Communications consultancy firm We Are Social published their annual report on January 30th. The report revealed there are now four billion internet users on the planet, including 248 million new users in a year. For the first time in history, more than half of the world’s population has an internet connection.
A world without internet is unthinkable for Western societies and especially for people under 25, who have never known a world without this technology. However, the internet is expanding to many areas, which, until now, had been deprived of access. On January 29th, We Are Social published their annual report on the subject, produced in collaboration with Hootsuite (a group which specializes in the management of social networks). The report revealed that 4.02 billion people or 53% of the world’s population now have internet access.

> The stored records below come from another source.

Issue #3806, opened 2024-04-07
TODO for beta


certik:
In order to reach beta quality, we need to implement the following items:

* [ ] All instrinsic functions working (compile time, runtime): @HarshitaKalani, @parth121101
* [ ] array_op redesign: @czgdp1807 
* [ ] https://github.com/lfortran/lfortran/issues/2257: @Shaikh-Ubaid 
* [ ] https://github.com/lfortran/lfortran/issues/3581: @Pranavchiku 
* [ ] robust deallocation (https://github.com/lfortran/lfortran/issues/3770)
* [ ] most OOP features
* [ ] `--fast` working in all cases
* [ ] compile at least 10 codes without any workaround (except the items listed below)

After we reach beta, we will tackle the following:

* coarrays
* submodules
* common block and other F77 features that should not be used in new codes (but we have to support to compile old codes)
* separate compilation (generate intermediate object files, link everything at the end)
* Other backends (WASM, C, C++)

thoth291:
I think that it would be better not to wait for everything to be done to make it work with Jupyter kernel. I can see how it can be useful to have a testing repo with Binder and Colab integration. That would help anyone to test recent version and report back issues if any discovered.

certik:
@thoth291 the Jupyter kernel already works. The above issue is to focus on ironic all bugs there, which we should do after we can compile standalone codes (i.e., after beta). If you discover a bug in the kernel, go ahead and report it, we fix them as we have time.

krystophny:
| Status | Track | Issues | PRs |
|---|---|---|---|
| needs review | ASR docs | [#7006](https://github.com/lfortran/lfortran/issues/7006) | [#9808](https://github.com/lfortran/lfortran/pull/9808) |
| needs review | M_framework | [#10885](https://github.com/lfortran/lfortran/issues/10885) | [#11796](https://github.com/lfortran/lfortran/pull/11796) |
| needs completion | Warnings | [#10605](https://github.com/lfortran/lfortran/issues/10605) | [#10696](https://github.com/lfortran/lfortran/pull/10696) |
| needs completion | Compiler options | [#7937](https://github.com/lfortran/lfortran/issues/7937) | [#8105](https://github.com/lfortran/lfortran/pull/8105) |
[...]

PR #5922, opened 2025-01-06
Fix: raise error on improper use of `class` keyword in declarations

### LINKED ISSUE #5872: using `class` keword for declaring variable should raise an error
MRE
```fortran
program main
   type tt
   end type tt
   class(tt) :: inst_tt
 end program main
```

```Console
assem@assem-PC:~/Desktop/fortran/compile_gsnap$ gfortran tt5.f90 
tt5.f90:4:23:

    4 |    class(tt) :: inst_tt
      |                       1
Error: CLASS variable ‘inst_tt’ at (1) must be dummy, allocatable or pointer

```

ejovo13:
Fix #5872

Todo:

- [ ] Add test in `tests/errors`

### DIFF
--- a/integration_tests/template_vector.f90
+++ b/integration_tests/template_vector.f90
@@ -59,7 +59,7 @@ contains
 
     subroutine main()
         instantiate vector_t(integer), only: IntVector => Vector
-        class(IntVector) :: v
+        type(IntVector) :: v
         integer :: i
         v = IntVector()
         ! call v%push_back(v, 1)
--- a/src/lfortran/semantics/ast_common_visitor.h
+++ b/src/lfortran/semantics/ast_common_visitor.h
@@ -3303,6 +3303,21 @@ public:
                         throw SemanticAbort();
                     }
                 }
+
+                bool is_class_type = sym_type->m_type == AST::decl_typeType::TypeClass; 
+                // Assert class declaration variable is dummy, pointer or allocatable
+                if (is_class_type) {
+                    if (!(is_argument | is_pointer | is_allocatable)) {
+                        diag.add((Diagnostic(
+                            "Class variable must be a dummy argument, allocatable, or pointer.",
+                            Level::Error, Stage::Semantic, {
+                                Label("",{x.base.base.loc})
+                            }
+                        )));
+                        throw SemanticAbort();
+                    }
+                }
+
                 if (s.n_dim > 0) {
                     if (dims.size() > 0) {
                         // This happens for:
--- a/tests/reference/asr-template_vector-140858c.json
+++ b/tests/reference/asr-template_vector-140858c.json
@@ -2,11 +2,11 @@
     "basename": "asr-template_vector-140858c",
     "cmd": "lfortran --show-asr --no-color {infile} -o {outfile}",
     "infile": "tests/../integration_tests/template_vector.f90",
-    "infile_hash": "23c3387fefdedf9e792fc7b6ddfec9102541f4501a300a3641871023",
+    "infile_hash": "c90086bccd7acd20362f5bcb800e4030a60fc54abf4ba105cc7ceef6",
     "outfile": null,
     "outfile_hash": null,
     "stdout": "asr-template_vector-140858c.stdout",
-    "stdout_hash": "7d84da782c723456ced90da045b54ed65335ba698ba443e6909d6bac",
+    "stdout_hash": "89d5560d4d7cafae90ddffccb0aff6019cfe25e5565fc2f6e9e8ed63",
     "stderr": null,
     "stderr_hash": null,
     "returncode": 0
--- a/tests/reference/asr-template_vector-140858c.stdout
+++ b/tests/reference/asr-template_vector-140858c.stdout
@@ -639,7 +639,7 @@
                                                     ()
                                                     ()
                                                     Default
-                                                    (ClassType
+                                                    (StructType
                                                         7 intvector
                                                     )
                                                     ()


integration_tests/template_vector.f90
```diff
@@ -59,7 +59,7 @@ subroutine resize(this, n)
 
     subroutine main()
         instantiate vector_t(integer), only: IntVector => Vector
-        class(IntVector) :: v
+        type(IntVector) :: v
```
certik, line 62: Above it says `class(Vector)`, but here it is required `type(IntVector)`? That seems inconsistent.

What are the rules about when you use `class` and when `type`?

tests/errors/class_declaration_01.f90
```diff
@@ -0,0 +1,7 @@
+! https://github.com/lfortran/lfortran/issues/5872
+program main
+   type tt
+   end type tt
+   ! Class declaration must be dummy, allocatable, or pointer
+   class(tt) :: inst_tt
+ end program main
```
certik, line 7: We recently switched to add all error messages into `tests/errors/continue_compilation_*.f90` files and each error must be recoverable. Go ahead and add the above error in there and update tests via `./run_tests.py -u`.

src/lfortran/semantics/ast_common_visitor.h
```diff
@@ -3303,6 +3303,21 @@ class CommonVisitor : public AST::BaseVisitor<Derived> {
                         throw SemanticAbort();
                     }
                 }
+
+                bool is_class_type = sym_type->m_type == AST::decl_typeType::TypeClass;
```
certik, line 3307: Use `AST::is_a<>`, see other places in the file for examples how to use it.

certik:
Awesome, thanks for adding the error message. I left some comments.

integration_tests/template_vector.f90
ejovo13: I am a complete novice so take my words with a grain of salt but what I've gathered is that you can only use the `class` keyword for "polymorphic" variables that will be "resolved" at runtime: 
- when used as an argument (i.e. dummy variable) in a procedure
- when tagged with the `pointer` attribute
- when tagged with the `allocatable` attribute

You can't (as in gfortran disallows this, I'm not sure what the precise verbiage of the Fortran standards has to say) just use `class` when declaring a new concrete variable.

Above in the file the class keyword is used to declare the polymorphic type of the procedure's arguments. Doing so allows the procedure to accept types that are extended from `IntVector`. In the body of the `main` subroutine we must use `type` instead of `class` because we are dealing with a local variable that's _not_ a part of the routine's signature.

See [this](https://stackoverflow.com/questions/29652620/difference-between-type-and-class-in-fortran-2003) stack overflow answer for more detail.


#### Examples

The following subroutine compiles with gfortran:

```fortran
    subroutine some_subroutine(self)
        
        ! "Polymorphic" variable
        class(my_type) :: self

        ! Local variable
        type(my_type) :: local_var

        ! allocatable
        class(my_type), allocatable :: allocatable_var

        ! pointer
        class(my_type), pointer :: pointer_var

    end subroutine
```

Whereas the following subroutine does not:

```fortran
    subroutine some_subroutine(self)
        
        ! "Polymorphic" variable, ok
        class(my_type) :: self

        ! "Concrete" local variable can't be declared with class!
        class(my_type) :: not_valid

    end subroutine

```

```
(lf-build) ejovo@envy:~/Programming/Fortran/lfortran$ gfortran -c ./b_class.f90
./b_class.f90:24:35:

   24 |         class(my_type) :: not_valid
Error: CLASS variable ‘not_valid’ at (1) must be dummy, allocatable or pointer
```

src/lfortran/semantics/ast_common_visitor.h
ejovo13: Sounds good, I'll replace it with `AST::is_a<>`. I actually just copied the `is_char_type` declaration from a little higher up in the function ;). 

While I have you here, if you have a second could you try and explain what the `AST::down_cast<>` functions do? I'll admit I kept jumping back and forth between the ASDL declaration, it's generated code (both the Types enum and the `*_t` structs, and it's usage within the visitor code and I was getting really confused about what types I was actually using in the client code.

ejovo13: I believe that there is no way to use `AST::is_a<>` instead because in this case the ASDL node has no constructors.

AST.asdl:
```
decl_type
    = TypeClass
    | TypeCharacter
    | TypeComplex
    | TypeDoublePrecision
    | TypeDoubleComplex
    | TypeInteger
    | TypeLogical
    | TypeProcedure
    | TypeReal
    | TypeType
```
Generated code:

```
enum decl_typeType // Simple Sum
{ // Types
    TypeClass, TypeCharacter, TypeComplex, TypeDoublePrecision, TypeDoubleComplex, TypeInteger, TypeLogical, TypeProcedure, TypeReal, TypeType
};
```

Other places in the file that use `is_a<>` are exclusively dealing with the actual Constructor types:
```
...
            if (AST::is_a<AST::AttrType_t>(*args[i])) {
...
            } else if (AST::is_a<AST::AttrNamelist_t>(*args[i])) {
```
```
                } else if (AST::is_a<AST::AttrEquivalence_t>(*x.m_attributes[i])) {
```

whose template parameters are actual structs and not just enum values:
```
    struct AttrEquivalence_t // Constructor
    {
        const static decl_attributeType class_type = decl_attributeType::AttrEquivalence;
        typedef decl_attribute_t parent_type;
        decl_attribute_t base;
        equi_t* m_args; size_t n_args; // Sequence
    };
```

I'm going to leave it as is (following the `is_char_type` idiom that appears in the same function):
```
                bool is_char_type = sym_type->m_type == AST::decl_typeType::TypeCharacter;
```

### Remark

Note that when we are operating on the _ASR_, we should indeed favor to use the `is_a<>` template function because the ASDL includes _constructors_ for each variable type:

`ast_common_visitor` around line 2885:
```
                            bool is_char_type = ASR::is_a<ASR::String_t>(*v->m_type);
```

Which works because the `ASR.asdl` grammar is different:
```
ttype
    = Integer(int kind)
    | UnsignedInteger(int kind)
    | Real(int kind)
    | Complex(int kind)
    | String(int kind, int len, expr? len_expr, string_physical_type physical_type)
    | Logical(int kind)
    | Set(ttype type)
    | List(ttype type)
...
```

A little long winded and rambling, but I hope what I've written is clear.

ejovo13:
Ok I added some tests. 

LLVM generation failed when trying to _execute_ this subroutine (which I believe is normal, as OOP features haven't been fully implemented #3806):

Hitting this symbolic milestone of half the world’s population is less impressive than the sheer rate of growth in the number of internet users, which increased by 7% over the course of 2016. In 2017, 248 million people joined the World Wide Web. That’s more than the population of Brazil and Peru combined.
The African driving force
It’s not surprising that it is Africa driving this global growth in the number of internet users. In comparison to January 2017, the number of African’s connected to the internet has grown by 20% on average, reaching 435 million (out of a total population of 1.27 billion). The study highlighted record-breaking growth in Mali, where the number of internet users increased six-fold in the space of a year.
The “decrease in smartphone and fixed data prices” largely explains this phenomenon, according to the report. Over 200 million people globally bought their first mobile phone in 2017. Even though they aren’t all connected to the internet, the proliferation of mobile phones is encouraging operators to invest more in networks.
We Are Social also found that the number of social media users has also grown dramatically. Since January 2017, this figure has increased by thirteen times, and today stands at 3.19 billion people.